苗人風覺得自己估計要背鍋,為了不背鍋,他激活了「虛空行」,硬生生的撕開「空間重天」,然後竄了進去。由於是肉身在「重天」內行走,氣值必然消耗極大,都是用來防禦「重天」帶給肉身的擠壓、腐爛等等。
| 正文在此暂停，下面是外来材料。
PR #435, opened 2018-01-10
Allow setting RootNamespace in ResourceLocationAttribute

ryanbrandenburg:
This fixes the problem of us lacking a RootNamespace at runtime. I've made it a separate attribute so that when we create it using a task in the future people won't have to worry about the task interfeering with their `ResourceLocationAttribute`.

### DIFF
--- a/src/Microsoft.Extensions.Localization/ResourceManagerStringLocalizerFactory.cs
+++ b/src/Microsoft.Extensions.Localization/ResourceManagerStringLocalizerFactory.cs
@@ -68,7 +68,7 @@ namespace Microsoft.Extensions.Localization
                 throw new ArgumentNullException(nameof(typeInfo));
             }
 
-            return GetResourcePrefix(typeInfo, new AssemblyName(typeInfo.Assembly.FullName).Name, _resourcesRelativePath);
+            return GetResourcePrefix(typeInfo, GetRootNamespace(typeInfo.Assembly), GetResourcePath(typeInfo.Assembly));
         }
 
         /// <summary>
@@ -94,9 +94,17 @@ namespace Microsoft.Extensions.Localization
                 throw new ArgumentNullException(nameof(baseNamespace));
             }
 
-            return string.IsNullOrEmpty(resourcesRelativePath)
-                ? typeInfo.FullName
-                : baseNamespace + "." + resourcesRelativePath + TrimPrefix(typeInfo.FullName, baseNamespace + ".");
+            if (string.IsNullOrEmpty(resourcesRelativePath))
+            {
+                return typeInfo.FullName;
+            }
+            else
+            {
+                // This expectation is defined by dotnet's automatic resource storage.
+                // We have to conform to "{RootNamespace}.{ResourceLocation}.{FullTypeName - AssemblyName}".
+                var assemblyName = new AssemblyName(typeInfo.Assembly.FullName).Name;
+                return baseNamespace + "." + resourcesRelativePath + TrimPrefix(typeInfo.FullName, assemblyName + ".");
+            }
         }
 
         /// <summary>
@@ -119,8 +127,9 @@ namespace Microsoft.Extensions.Localization
 
             var assemblyName = new AssemblyName(baseNamespace);
             var assembly = Assembly.Load(assemblyName);
+            var rootNamespace = GetRootNamespace(assembly);
             var resourceLocation = GetResourcePath(assembly);
-            var locationPath = baseNamespace + "." + resourceLocation;
+            var locationPath = rootNamespace + "." + resourceLocation;
 
             baseResourceName = locationPath + TrimPrefix(baseResourceName, baseNamespace + ".");
 
@@ -141,11 +150,10 @@ namespace Microsoft.Extensions.Localization
             }
 
             var typeInfo = resourceSource.GetTypeInfo();
-            var assembly = typeInfo.Assembly;
-            var assemblyName = new AssemblyName(assembly.FullName);
-            var resourcePath = GetResourcePath(assembly);
 
-            var baseName = GetResourcePrefix(typeInfo, assemblyName.Name, resourcePath);
+            var baseName = GetResourcePrefix(typeInfo);
+
+            var assembly = typeInfo.Assembly;
 
             return _localizerCache.GetOrAdd(baseName, _ => CreateResourceManagerStringLocalizer(assembly, baseName));
         }
@@ -215,6 +223,23 @@ namespace Microsoft.Extensions.Localization
         protected virtual ResourceLocationAttribute GetResourceLocationAttribute(Assembly assembly)
         {
             return assembly.GetCustomAttribute<ResourceLocationAttribute>();
+        }
+
+        /// <summary>Gets a <see cref="RootNamespaceAttribute"/> from the provided <see cref="Assembly"/>.</summary>
+        /// <param name="assembly">The assembly to get a <see cref="RootNamespaceAttribute"/> from.</param>
+        /// <returns>The <see cref="RootNamespaceAttribute"/> associated with the given <see cref="Assembly"/>.</returns>
+        /// <remarks>This method is protected and virtual for testing purposes only.</remarks>
+        protected virtual RootNamespaceAttribute GetRootNamespaceAttribute(Assembly assembly)
+        {
+            return assembly.GetCustomAttribute<RootNamespaceAttribute>();
+        }
+
+        private string GetRootNamespace(Assembly assembly)
+        {
+            var rootNamespaceAttribute = GetRootNamespaceAttribute(assembly);
+
+            return rootNamespaceAttribute?.RootNamespace ??
+                new AssemblyName(assembly.FullName).Name;
         }
 
         private string GetResourcePath(Assembly assembly)
--- a/src/Microsoft.Extensions.Localization/RootNamespaceAttribute.cs
+++ b/src/Microsoft.Extensions.Localization/RootNamespaceAttribute.cs
@@ -1,0 +1,35 @@
+// Copyright (c) .NET Foundation. All rights reserved. 
+// Licensed under the Apache License, Version 2.0. See License.txt in the project root for license information.
+
+using System;
+
+namespace Microsoft.Extensions.Localization
+{
+    /// <summary>
+    /// Provides the RootNamespace of an Assembly. The RootNamespace of the assembly is used by Localization to
+    /// determine the resource name to look for when RootNamespace differs from the AssemblyName.
+    /// </summary>
+    [AttributeUsage(AttributeTargets.Assembly, AllowMultiple = false, Inherited = false)]
+    public class RootNamespaceAttribute : Attribute
+    {
+        /// <summary>
+        /// Creates a new <see cref="RootNamespaceAttribute"/>.
+        /// </summary>
+        /// <param name="rootNamespace">The RootNamespace for this Assembly.</param>
+        public RootNamespaceAttribute(string rootNamespace)
+        {
+            if (string.IsNullOrEmpty(rootNamespace))
+            {
+                throw new ArgumentNullException(nameof(rootNamespace));
+            }
+
+            RootNamespace = rootNamespace;
+        }
+
+        /// <summary>
+        /// The RootNamespace of this Assembly. The RootNamespace of the assembly is used by Localization to
+        /// determine the resource name to look for when RootNamespace differs from the AssemblyName.
+        /// </summary>
+        public string RootNamespace { get; }
+    }
+}
--- a/test/Microsoft.Extensions.Localization.Tests/ResourceManagerStringLocalizerFactoryTest.cs
+++ b/test/Microsoft.Extensions.Localization.Tests/ResourceManagerStringLocalizerFactoryTest.cs
@@ -17,21 +17,30 @@ namespace Microsoft.Extensions.Localization.Tests
     {
         private ResourceLocationAttribute _resourceLocationAttribute;
 
+        private RootNamespaceAttribute _rootNamespaceAttribute;
+
         public Assembly Assembly { get; private set; }
         public string BaseName { get; private set; }
 
         public TestResourceManagerStringLocalizerFactory(
             IOptions<LocalizationOptions> localizationOptions,
             ResourceLocationAttribute resourceLocationAttribute,
+            RootNamespaceAttribute rootNamespaceAttribute,
             ILoggerFactory loggerFactory)
             : base(localizationOptions, loggerFactory)
         {
             _resourceLocationAttribute = resourceLocationAttribute;
+            _rootNamespaceAttribute = rootNamespaceAttribute;
         }
 
         protected override ResourceLocationAttribute GetResourceLocationAttribute(Assembly assembly)
         {
             return _resourceLocationAttribute;
+        }
+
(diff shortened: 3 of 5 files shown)


src/Microsoft.Extensions.Localization/RootNamespaceAttribute.cs
```diff
@@ -0,0 +1,33 @@
...
+
+using System;
+
+namespace Microsoft.Extensions.Localization
+{
+    /// <summary>
+    /// Provides the RootNamespace of an Assembly.
+    /// </summary>
+    [AttributeUsage(AttributeTargets.Assembly, AllowMultiple = false, Inherited = false)]
+    public class RootNamespaceAttribute : Attribute
```
hishamco: I'm not sure if this is a correct place for such property!!

hishamco:
IMHO adding this to `LocalizationOptions` will be better
```csharp
services.AddLocalization(options => {
     options.ResourcesPath = "My/Resources";
     options.RootNamespace = "Alternate Namespace";
});
```

ryanbrandenburg:
@hishamco that doesn't solve the problem for Class libraries, and once we get the task which automatically adds the attribute to your assembly at compile time running, it would only be an extra place you have to update the namespace if you change it.

rynowak:
> IMHO adding this to LocalizationOptions will be better

If it were that simple, I'd totally agree with you 😆 

The root namespace isn't global, it's per assembly

ryanbrandenburg:
Because if an assembly already manually creates the `ResourceLocationAttribute` (which you can only have one of) we don't want them to have problems when we start auto-generating the attribute for RootNamespace.

src/Microsoft.Extensions.Localization/ResourceManagerStringLocalizerFactory.cs
```diff
@@ -68,7 +68,7 @@ protected virtual string GetResourcePrefix(TypeInfo typeInfo)
                 throw new ArgumentNullException(nameof(typeInfo));
             }
 
-            return GetResourcePrefix(typeInfo, new AssemblyName(typeInfo.Assembly.FullName).Name, _resourcesRelativePath);
+            return GetResourcePrefix(typeInfo, GetRootNamespace(typeInfo.Assembly), GetResourcePath(typeInfo.Assembly));
```
kichalla: Why the change `GetResourcePath(typeInfo.Assembly)`? This is a change in behavior?

dougbu: Also, why bother changing the `baseNamespace` argument in a call when you're changing the called overload to ignore `baseNamespace`?

src/Microsoft.Extensions.Localization/ResourceManagerStringLocalizerFactory.cs
```diff
@@ -93,10 +93,11 @@ protected virtual string GetResourcePrefix(TypeInfo typeInfo, string baseNamespa
             {
                 throw new ArgumentNullException(nameof(baseNamespace));
             }
+            var assemblyName = new AssemblyName(typeInfo.Assembly.FullName).Name;
 
             return string.IsNullOrEmpty(resourcesRelativePath)
                 ? typeInfo.FullName
-                : baseNamespace + "." + resourcesRelativePath + TrimPrefix(typeInfo.FullName, baseNamespace + ".");
+                : baseNamespace + "." + resourcesRelativePath + TrimPrefix(typeInfo.FullName, assemblyName + ".");
```
dougbu: Why does this method now ignore `baseNamespace` (except for the `null` or empty check)?

test/ResourcesClassLibraryWithAttribute/ResourcesClassLibraryWithAttribute.csproj
```diff
@@ -2,6 +2,7 @@
 
   <PropertyGroup>
     <TargetFramework>netstandard2.0</TargetFramework>
+    <RootNamespace>Alternate.Namespace</RootNamespace>
```
dougbu: Is this change necessary?

`$(RootNamespace)` normally only controls the namespace of generated files such as `Resources.Designer.cs` or new files in the project. Since Localization uses only the resources and not the generated class, what matters here?

src/Microsoft.Extensions.Localization/RootNamespaceAttribute.cs
```diff
@@ -0,0 +1,33 @@
...
+    {
+        /// <summary>
+        /// Creates a new <see cref="RootNamespaceAttribute"/>.
+        /// </summary>
+        /// <param name="rootNamespace">The RootNamespace for this Assembly.</param>
```
dougbu: This comment doesn't mean much. Describe what the root namespace controls.

src/Microsoft.Extensions.Localization/ResourceManagerStringLocalizerFactory.cs
```diff
@@ -217,6 +218,20 @@ protected virtual ResourceLocationAttribute GetResourceLocationAttribute(Assembl
             return assembly.GetCustomAttribute<ResourceLocationAttribute>();
         }
 
+        protected virtual RootNamespaceAttribute GetRootNamespaceAttribute(Assembly assembly)
```
dougbu: In what scenario would users (not our tests) override this method? Leaning toward `internal virtual` instead of exposing this publicly.

src/Microsoft.Extensions.Localization/ResourceManagerStringLocalizerFactory.cs
ryanbrandenburg: I spoke with @dougbu in person and we agreed against his comments. @kichalla we changed to use GetResourcePath here because it's correct. Otherwise we would be ignoring the ResourceLocationAttribute in some cases.

src/Microsoft.Extensions.Localization/ResourceManagerStringLocalizerFactory.cs
ryanbrandenburg: Spoke with @dougbu in person and we now agree this is correct.

src/Microsoft.Extensions.Localization/ResourceManagerStringLocalizerFactory.cs
ryanbrandenburg: I chose `protected virutal` for the same reasons I did for `GetResourceLocationAttribute` just above this. The compromise we reached then was to include a warning against using it in the remarks, which I'll add in my reaction commit.

test/ResourcesClassLibraryWithAttribute/ResourcesClassLibraryWithAttribute.csproj
ryanbrandenburg: This change is necessary. To prove it remove `[assembly: RootNamespace("Alternate.Namespace")]` from `ResourcesClassLibraryWithAttribute\AssemblyInfo.cs` in this PR and watch resources not be found. This is because dotnet uses RootNamespace as part of the name when automatically adding resources to the assembly, but `RootNamespace` is not available at runtime.

ryanbrandenburg:
🆙:date:

src/Microsoft.Extensions.Localization/ResourceManagerStringLocalizerFactory.cs
```diff
@@ -94,9 +94,17 @@ protected virtual string GetResourcePrefix(TypeInfo typeInfo, string baseNamespa
                 throw new ArgumentNullException(nameof(baseNamespace));
             }
 
-            return string.IsNullOrEmpty(resourcesRelativePath)
-                ? typeInfo.FullName
-                : baseNamespace + "." + resourcesRelativePath + TrimPrefix(typeInfo.FullName, baseNamespace + ".");
+            if (string.IsNullOrEmpty(resourcesRelativePath))
+            {
+                return typeInfo.FullName;
```
kichalla: Should this consider the `baseNamespace` here as one could have a RootNamespaceAttribute but no resources relative path?

src/Microsoft.Extensions.Localization/ResourceManagerStringLocalizerFactory.cs
```diff
@@ -94,9 +94,17 @@ protected virtual string GetResourcePrefix(TypeInfo typeInfo, string baseNamespa
...
+            }
+            else
+            {
+                // This expectation is defined by dotnet's automatic resource storage.
+                // We have to conform to "{RootNamespace}.{ResourceLocation}.{FullTypeName - AssemblyName}".
+                var assemblyName = new AssemblyName(typeInfo.Assembly.FullName).Name;
+                return baseNamespace + "." + resourcesRelativePath + TrimPrefix(typeInfo.FullName, assemblyName + ".");
```
kichalla: Trim the `baseNamespace`, `resourcesRelativePath` for `.` here and any other methods that users(as they are open for extension) can passing in value.

test/ResourcesClassLibraryWithAttribute/ResourcesClassLibraryWithAttribute.csproj
dougbu: Got it

src/Microsoft.Extensions.Localization/ResourceManagerStringLocalizerFactory.cs
ryanbrandenburg: To my knowledge if you don't have a `resourcesRelativePath` the the resource name is just the full type name.

src/Microsoft.Extensions.Localization/RootNamespaceAttribute.cs
```diff
@@ -0,0 +1,35 @@
...
+    /// Provides the RootNamespace of an Assembly.
+    /// </summary>
+    [AttributeUsage(AttributeTargets.Assembly, AllowMultiple = false, Inherited = false)]
+    public class RootNamespaceAttribute : Attribute
+    {
+        /// <summary>
+        /// Creates a new <see cref="RootNamespaceAttribute"/>.
+        /// </summary>
+        /// <param name="rootNamespace">The RootNamespace for this Assembly. The RootNamespace of the assembly is used by Localization to
+        /// determine the resource name to look for when RootNamespace differs from the AssemblyName.</param>
```
dougbu: These comments will be much less visible than those for the class. (One of the general `Attribute` oddities.) Suggest moving the second sentence up into the class' `<summary>`.

src/Microsoft.Extensions.Localization/RootNamespaceAttribute.cs
```diff
@@ -0,0 +1,35 @@
...
+            {
+                throw new ArgumentNullException(nameof(rootNamespace));
+            }
+
+            RootNamespace = rootNamespace;
+        }
+
+        /// <summary>
+        /// The RootNamespace of this Assembly. The RootNamespace of the assembly is used by Localization to
+        /// determine the resource name to look for when RootNamespace differs from the AssemblyName.
```
dougbu: 🥇

test/Microsoft.Extensions.Localization.Tests/ResourceManagerStringLocalizerFactoryTest.cs
```diff
@@ -111,6 +122,34 @@ public void Create_FromType_ReturnsNewResultForDifferentType()
             Assert.NotSame(result1, result2);
         }
 
+        [Fact]
+        public void Create_ResourceLocationAttribute_UsesRootNamespace()
```
dougbu: Need a test enshrining the has `RootNamespaceAttribute` / doesn't have `ResourceLocationAttribute` behaviour.

src/Microsoft.Extensions.Localization/ResourceManagerStringLocalizerFactory.cs
ryanbrandenburg: Good point that we need to start doing that, but we should do so holistically for all such inputs at once and add tests, so I've created aspnet/Home#2792 since it seems like a larger item.

test/Microsoft.Extensions.Localization.Tests/ResourceManagerStringLocalizerFactoryTest.cs
ryanbrandenburg: I don't know what you mean by this, could you expand?

dougbu: I mean this test illustrates what happens when both attributes are in play. From your comments on the product code, I understand that `[assembly: RootNamespace(...)]` is a no-op when there's no `ResourceLocationAttribute` in play. Need a test demonstrating that.

ryanbrandenburg:
:up::date:

src/Microsoft.Extensions.Localization/ResourceManagerStringLocalizerFactory.cs
kichalla: Why not write a test for this case? or you can find out from a test app in VS

src/Microsoft.Extensions.Localization/RootNamespaceAttribute.cs
dougbu: Done above. Thanks.

src/Microsoft.Extensions.Localization/RootNamespaceAttribute.cs
```diff
@@ -0,0 +1,34 @@
...
+            if (string.IsNullOrEmpty(rootNamespace))
+            {
+                throw new ArgumentNullException(nameof(rootNamespace));
+            }
+
+            RootNamespace = rootNamespace;
+        }
+
+        /// <summary>
+        /// The RootNamespace of this Assembly.
```
dougbu: Suggest leaving the explanation here too.

src/Microsoft.Extensions.Localization/ResourceManagerStringLocalizerFactory.cs
dougbu: `Create_ResourceLocationAttribute_RootNamespaceIgnoredWhenNoLocation` has an odd name but is that test.

src/Microsoft.Extensions.Localization/ResourceManagerStringLocalizerFactory.cs
```diff
@@ -217,6 +225,24 @@ protected virtual ResourceLocationAttribute GetResourceLocationAttribute(Assembl
...
+            return assembly.GetCustomAttribute<RootNamespaceAttribute>();
+        }
+
+        private string GetRootNamespace(Assembly assembly)
+        {
+            var rootNamespaceAttribute = GetRootNamespaceAttribute(assembly);
+
+            return rootNamespaceAttribute?.RootNamespace == null
+                ? new AssemblyName(assembly.FullName).Name
+                : rootNamespaceAttribute.RootNamespace;
```
dougbu: Completely up to you: `rootNamespaceAttribute?.RootNamespace ?? new AssemblyName(assembly.FullName).Name`

ryanbrandenburg: 👍

ryanbrandenburg:
@kichalla do you approve?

苗人風只在「重天內」只了十數秒的時間,就傳送到了荊楚郡的不知名之處,待用荊楚地圖查看一番後,才知道自己跑到了「楚山」深處。十數秒的時間,把苗人風的2600萬氣值(罡煞星真四氣)消耗的只餘下1000點,也讓苗人風驚出一身冷汗。
「握了根草,我用虛空翼傳送的話,也不需要消耗這麼大啊!」苗人風暗罵道。
氣值這麼低,自然不能再隨意行動,先服下丹藥進行恢複,同時也可以運轉心法進行調息,雙管齊下的話,每秒也能恢複13000點。不過,要恢複2600萬的話,時間就非常長啦!單憑心法的話,就是每秒3000點,10000點則是絕品復氣丹的恢複。
但兩者恢複的都是「真氣」,換個意思時,要恢複罡煞星三氣,就需要用「真氣」去轉化,這就真心鬱悶啦!所以說,高手也是苦逼的,單是恢複氣值就要消耗較長的時間,苗人風足足用了四個小時,才讓氣值恢複到1200萬左右。
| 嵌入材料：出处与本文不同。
PR #438, opened 2018-01-26
Sanitize user input for ResourceLocation and RootNamespace attributes

hishamco:
Fixes https://github.com/aspnet/Home/issues/2792

### DIFF
--- a/src/Microsoft.Extensions.Localization/ResourceLocationAttribute.cs
+++ b/src/Microsoft.Extensions.Localization/ResourceLocationAttribute.cs
@@ -2,6 +2,8 @@
 // Licensed under the Apache License, Version 2.0. See License.txt in the project root for license information.
 
 using System;
+using System.IO;
+using System.Linq;
 
 namespace Microsoft.Extensions.Localization
 {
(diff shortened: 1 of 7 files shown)


src/Microsoft.Extensions.Localization/ResourceLocationAttribute.cs
```diff
@@ -22,6 +24,11 @@ public ResourceLocationAttribute(string resourceLocation)
                 throw new ArgumentNullException(nameof(resourceLocation));
             }
 
+            if (resourceLocation.IndexOfAny(InvalidPathChars) > -1)
```
hishamco: I'm not sure why `Path.InvalidPathChars()` is not working as expected here?!!

src/Microsoft.Extensions.Localization/ResourceLocationAttribute.cs
```diff
@@ -11,6 +11,8 @@ namespace Microsoft.Extensions.Localization
     [AttributeUsage(AttributeTargets.Assembly, AllowMultiple = false, Inherited = false)]
     public class ResourceLocationAttribute : Attribute
     {
+        private static readonly char[] InvalidPathChars = { '<', '>', ':', ',', '"', '/', '|', '?', '*', '.', '[', ']', '=' };
```
hishamco: Seems '/' causes an exception in non-windows operating systems

mkArtakMSFT:
Thanks @hishamco. Closing this PR per the comment on the related issue.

荊楚郡的黑道、武獸是極為可憐的,真武宗的弟子們經常在荊山、楚山及整個郡內巡邏,掃蕩,只要發現匪寨或是武獸,簡直就是捅了真武宗的馬蜂窩,開竅先天一窩蜂的全跑來打,怪少人多啊!
從楚山出來,就得到真武宗出現大量果奔者,「果然是愛情天嗎?」苗人風嘀咕道,不過,愛情天是他自個取的,究竟是哪個「天」,也只有找知道內幕的「天」問一問才行。地蛇尊跟八個貶謫下來的「臨天」已經是不知所蹤,暗孔天與夜雨天倒是偶爾會有信傳來,暗孔天跑南陸去了,夜雨天則跑北陸去了。
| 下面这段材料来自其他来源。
PR #442, opened 2018-05-02
[Design] Start using global.json and netcoreapp2.2

ryanbrandenburg:


Directory.Build.targets
```diff
@@ -1,7 +1,11 @@
 ﻿<Project>
   <PropertyGroup>
-    <RuntimeFrameworkVersion Condition=" '$(TargetFramework)' == 'netcoreapp2.0' ">$(MicrosoftNETCoreApp20PackageVersion)</RuntimeFrameworkVersion>
-    <RuntimeFrameworkVersion Condition=" '$(TargetFramework)' == 'netcoreapp2.1' ">$(MicrosoftNETCoreApp21PackageVersion)</RuntimeFrameworkVersion>
+    <RuntimeFrameworkVersion Condition=" '$(TargetFramework)' == 'netcoreapp2.2' ">$(MicrosoftNETCoreApp22PackageVersion)</RuntimeFrameworkVersion>
     <NETStandardImplicitPackageVersion Condition=" '$(TargetFramework)' == 'netstandard2.0' ">$(NETStandardLibrary20PackageVersion)</NETStandardImplicitPackageVersion>
   </PropertyGroup>
+
+  <!-- Don't police what version of NetCoreApp we use -->
```
natemcmaster: Should we add a follow-up issue to remove this? Might be good to mention that this is a workaround for now.

natemcmaster (approved):
Looks good. Just one comment.

test/Directory.Build.props
```diff
@@ -2,9 +2,9 @@
   <Import Project="..\Directory.Build.props" />
 
   <PropertyGroup>
-    <DeveloperBuildTestTfms>netcoreapp2.1</DeveloperBuildTestTfms>
+    <DeveloperBuildTestTfms>netcoreapp2.2</DeveloperBuildTestTfms>
     <StandardTestTfms>$(DeveloperBuildTestTfms)</StandardTestTfms>
-    <StandardTestTfms Condition=" '$(DeveloperBuild)' != 'true' ">netcoreapp2.1;netcoreapp2.0</StandardTestTfms>
+    <StandardTestTfms Condition=" '$(DeveloperBuild)' != 'true' ">netcoreapp2.2</StandardTestTfms>
```
pranavkm: If you'd like to keep this line around (it kinda no-ops now), consider rewriting it as 

`<StandardTestTfms Condition=" '$(DeveloperBuild)' != 'true' ">$(StandardTestTfms)</StandardTestTfms>`

build/repo.props
```diff
@@ -12,7 +12,6 @@
   </PropertyGroup>
 
   <ItemGroup>
-    <DotNetCoreRuntime Include="$(MicrosoftNETCoreApp20PackageVersion)" />
-    <DotNetCoreRuntime Include="$(MicrosoftNETCoreApp21PackageVersion)" />
+    <DotNetCoreRuntime Include="$(MicrosoftNETCoreApp22PackageVersion)" />
```
pranavkm: @natemcmaster super unrelated - but is it possible to move installing NETFx on xplat as a requirement here? If we remove `net461` from appearing in the sample on xplat, we could make it so that it's only installed on repos that cross-compile sources.

natemcmaster: Would be cool, but not something we can automate AFAIK. Netfx *runtime* installations require admin privileges.

What would be possible, though, is using netfx *reference assemblies* from a package instead of requiring them to be installed on the machine. RepoToolset (dotnet/arcade) already has support for this. I'm hoping to adopt it soon-ish.

pranavkm: I don't see a sudo here - https://github.com/aspnet/BuildTools/blob/dev/files/KoreBuild/KoreBuild.sh#L93-L99?

natemcmaster: This script installs netfx reference assemblies for Linux only. This is what I meant by providing netfx reference assemblies from a nuget package. See https://github.com/aspnet/BuildTools/issues/399 for some more context on this. We decided not to do anything at the moment since there are tentative plans to build this into Microsoft.NET.Sdk. See https://github.com/dotnet/sdk/issues/335 and https://github.com/dotnet/designs/pull/33

.gitignore
```diff
@@ -33,4 +33,3 @@ nuget.exe
 *launchSettings.json
 **/Resources/*.Designer.cs
 .vscode/
-global.json
```
natemcmaster: After looking closer at https://github.com/aspnet/BuildTools/pull/661, I think you should split the netcoreapp2.2 update and global.json into separate pieces of work. Let's do the netcoreapp2.2 work first (I think @pranavkm is working on that already, maybe) and address the design issues on https://github.com/aspnet/BuildTools/pull/661 before we start committing the global.json file to source

natemcmaster (changes requested):

build/dependencies.props
```diff
@@ -3,24 +3,23 @@
...
-    <MicrosoftExtensionsDependencyInjectionAbstractionsPackageVersion>2.2.0-preview1-34066</MicrosoftExtensionsDependencyInjectionAbstractionsPackageVersion>
-    <MicrosoftExtensionsDependencyInjectionPackageVersion>2.2.0-preview1-34066</MicrosoftExtensionsDependencyInjectionPackageVersion>
-    <MicrosoftExtensionsLoggingAbstractionsPackageVersion>2.2.0-preview1-34066</MicrosoftExtensionsLoggingAbstractionsPackageVersion>
-    <MicrosoftExtensionsLoggingConsolePackageVersion>2.2.0-preview1-34066</MicrosoftExtensionsLoggingConsolePackageVersion>
-    <MicrosoftExtensionsLoggingPackageVersion>2.2.0-preview1-34066</MicrosoftExtensionsLoggingPackageVersion>
-    <MicrosoftExtensionsLoggingTestingPackageVersion>2.2.0-preview1-34066</MicrosoftExtensionsLoggingTestingPackageVersion>
-    <MicrosoftExtensionsOptionsPackageVersion>2.2.0-preview1-34066</MicrosoftExtensionsOptionsPackageVersion>
-    <MicrosoftNETCoreApp20PackageVersion>2.0.0</MicrosoftNETCoreApp20PackageVersion>
-    <MicrosoftNETCoreApp21PackageVersion>2.2.0-preview1-26424-04</MicrosoftNETCoreApp21PackageVersion>
+    <InternalAspNetCoreSdkPackageVersion>2.2.0-preview1-t000</InternalAspNetCoreSdkPackageVersion>
```
natemcmaster:
```
error NU1102: Unable to find package Internal.AspNetCore.Sdk with version (>= 2.2.0-preview1-t000) 
```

苗人風要想知道究竟是哪個「天」佔據了「三奇彼岸塔」,就需要找個安全的地方進行「虛空行者」的激活,然後找最熟悉的盟友「靈天尊」來詢問啦。不過,這荊楚郡是沒有什麼地方是暫時安全的,苗人風找了個僻靜之處,激活「虛空翼:傳送」,找到嶺南郡「烏雀嶺」的坐標,傳送到了狂風呼嚎的烏雀嶺。
烏雀武獸族的族長聞訊趕來,先是問候,接著扯東扯西,其實就是想得到丹藥,苗人風就有些納悶,「不是說好與嶺南六扇堂進行兌換嗎?」
「遼郡的丹藥。」烏雀族長扭扭捏捏地說道。
六扇門以前是「六巢古都」,金鷹巢、雲鵬巢、火雕巢、烏雀巢、雨雁巢、水鷲巢,就是所謂的「六巢」,都是空中飛獸族。在傳送陣還沒有出現時,是專業且快速的情報傳遞員,就算傳送陣出現,也仍然是六扇情報專業傳遞員。
由於在遼郡開闢了基地,再加上「大動蕩」的原因,與苗人風合作的六巢飛禽,就從各族中挑選一批子弟送到了遼郡,正式加入六扇門,也是六扇門的骨幹。正式成員再加上骨幹,六扇門自然都是優待的,各種福利砸的窮慣的飛禽武獸們幸福的要死。
富貴不還鄉,如同錦衣夜行。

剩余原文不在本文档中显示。